Management buyout through a company reorganisation - introduction
Where the managers of a company who own shares in the company want to effect a management buyout and run the company themselves, it may be possible to achieve this through a company reorganisation by way of a share exchange. In this way they can effect the buyout without incurring any charge to capital gains tax and without using their own resources to buy out the departing shareholder(s).

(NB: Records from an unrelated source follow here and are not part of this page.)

PR #285, opened 2018-01-05
Get local file path from a Network address

Mecharyry:
### Problem
When trying to implement `download-manager` v2 into a client application we discovered that there is not an easy way to retrieve a specific download. 😬 

### Solution
Retrieve a given `download` from its network address. Extracted the `waitForDownloadService` into an easy to read runnable rather than duplicating the code in the `download-manager` for each new query.

### DIFF
--- a/demo-simple/src/main/java/com/novoda/downloadmanager/demo/MainActivity.java
+++ b/demo-simple/src/main/java/com/novoda/downloadmanager/demo/MainActivity.java
@@ -17,8 +17,10 @@ import com.novoda.downloadmanager.DownloadBatchCallback;
 import com.novoda.downloadmanager.DownloadBatchId;
 import com.novoda.downloadmanager.DownloadBatchIdCreator;
 import com.novoda.downloadmanager.DownloadBatchStatus;
+import com.novoda.downloadmanager.DownloadFilePathCallback;
 import com.novoda.downloadmanager.DownloadMigrator;
 import com.novoda.downloadmanager.DownloadMigratorBuilder;
+import com.novoda.downloadmanager.FilePath;
 import com.novoda.downloadmanager.LiteDownloadManagerCommands;
 import com.novoda.downloadmanager.LocalFilesDirectory;
 import com.novoda.downloadmanager.LocalFilesDirectoryFactory;
@@ -36,7 +38,9 @@ public class MainActivity extends AppCompatActivity {
 
     private static final DownloadBatchId BATCH_ID_1 = DownloadBatchIdCreator.createFrom("batch_id_1");
     private static final DownloadBatchId BATCH_ID_2 = DownloadBatchIdCreator.createFrom("batch_id_2");
-    private static final String FILE_URL = "http://ipv4.download.thinkbroadband.com/10MB.zip";
+    private static final String FIVE_MB_FILE_URL = "http://ipv4.download.thinkbroadband.com/5MB.zip";
+    private static final String TEN_MB_FILE_URL = "http://ipv4.download.thinkbroadband.com/10MB.zip";
+    private static final String TWENTY_FILE_URL = "http://ipv4.download.thinkbroadband.com/20MB.zip";
 
     private TextView databaseCloningUpdates;
     private TextView databaseMigrationUpdates;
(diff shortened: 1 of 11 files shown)


library/src/main/java/com/novoda/downloadmanager/WaitForLockRunnable.java
```diff
@@ -0,0 +1,44 @@
...
+
+import com.novoda.notils.logger.simple.Log;
+
+class WaitForLockRunnable {
+
+    interface Action {
+        void performAction();
+    }
+
+    static WaitForLockAndThenPerformActionRunnable waitFor(Object lock) {
```
Mecharyry: Introduced a nested builder so that we can do 

`WaitForLockRunnable.waitFor(downloadService).thenPerform(action)`

demo-simple/src/main/java/com/novoda/downloadmanager/demo/MainActivity.java
```diff
@@ -69,48 +76,22 @@ protected void onCreate(Bundle savedInstanceState) {
...
 
-        final Spinner spinner = findViewById(R.id.database_download_file_size);
+        downloadFileSizeSpinner = findViewById(R.id.database_download_file_size);
         ArrayAdapter<CharSequence> adapter = ArrayAdapter.createFromResource(this, R.array.file_sizes, android.R.layout.simple_spinner_item);
-        spinner.setAdapter(adapter);
+        downloadFileSizeSpinner.setAdapter(adapter);
 
         databaseCloningUpdates = findViewById(R.id.database_cloning_updates);
         View buttonCreateDB = findViewById(R.id.button_create_v1_db);
-        buttonCreateDB.setOnClickListener(new View.OnClickListener() {
```
Mecharyry: Moved to fields to remove the warning for long methods here.

demo-simple/src/main/java/com/novoda/downloadmanager/demo/MainActivity.java
```diff
@@ -32,18 +33,24 @@
 
 import static com.novoda.downloadmanager.DownloadBatchStatus.Status.ERROR;
 
+// Need to extract collaborators for this demo to reduce complexity. GH Issue #286
+@SuppressWarnings({"PMD.CyclomaticComplexity", "PMD.StdCyclomaticComplexity", "PMD.ModifiedCyclomaticComplexity"})
```
Mecharyry: This needs to be dealt with before release but would make this PR way larger and obscure the important parts. GH issue here #286

library/src/main/java/com/novoda/downloadmanager/DownloadManager.java
```diff
@@ -159,4 +145,32 @@ private void executeGetAllDownloadBatchStatuses(AllBatchStatusesCallback callbac
 
         callback.onReceived(downloadBatchStatuses);
     }
+
+    @Override
+    public void getFirstLocalPathForDownloadWithMatching(final String networkUri, final DownloadFilePathCallback callback) {
+        if (downloadService == null) {
+            executor.submit(
```
Mecharyry: Extracted a `Runnable` that knows to wait for a `lock` before performing a given action.

library/src/main/java/com/novoda/downloadmanager/DownloadManager.java
```diff
@@ -159,4 +145,32 @@ private void executeGetAllDownloadBatchStatuses(AllBatchStatusesCallback callbac
...
+                    WaitForLockRunnable.waitFor(waitForDownloadService)
+                            .thenPerform(new WaitForLockRunnable.Action() {
+                                @Override
+                                public void performAction() {
+                                    executeFirstLocalPathForDownloadWithMatching(networkUri, callback);
```
zegnus: shall we execute this back in the main thread?

library/src/main/java/com/novoda/downloadmanager/DownloadManager.java
```diff
@@ -122,34 +120,22 @@ public void removeDownloadBatchCallback(DownloadBatchCallback downloadBatchCallb
...
-    public void getAllDownloadBatchStatuses(AllBatchStatusesCallback callback) {
+    public void getAllDownloadBatchStatuses(final AllBatchStatusesCallback callback) {
         if (downloadService == null) {
-            ensureDownloadServiceExistsAndGetAllDownloadBatchStatuses(callback);
+            executor.submit(
+                    WaitForLockRunnable.waitFor(waitForDownloadService)
+                            .thenPerform(new WaitForLockRunnable.Action() {
+                                @Override
+                                public void performAction() {
+                                    executeGetAllDownloadBatchStatuses(callback);
```
zegnus: shall we execute this back in the main thread?

Mecharyry: Errrrrr....this wasn't done before? 😂

zegnus:
We'll create a separate task in order to put back the callbacks to the main thread as is done in the standard update/notification download callbacks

For example, assume that the shares in Oldco Ltd were held as follows:
- 52% Mr Archer
- 16% Mr Brown
- 16% Mrs Clarke
- 16% Mr Davies
Mr Archer wants to retire and sell his shares in Oldco Ltd. The other shareholders want to buy his shares and continue running the business. They form another company, Newco Ltd which acquires all the shares in Oldco Ltd. Newco Ltd pays Mr Archer cash for his shares and issues shares to Mr Brown, Mrs Clarke and Mr Davies in exchange for theirs. The cash for the purchase of Mr Archer's shares can come either:
- from the cash reserves of Oldco Ltd after Newco Ltd has taken it over;
- or from a bank loan, for example, made to Newco Ltd and secured against the assets of its new subsidiary.
Although a company purchase of own shares can be an easier and cheaper alternative to a company reorganisation, it will not generally be appropriate in the case of a management buyout. The new, or previously minority shareholders will be reluctant to take over the contingent liabilities and commitments that built up in the company under the previous controlling shareholders.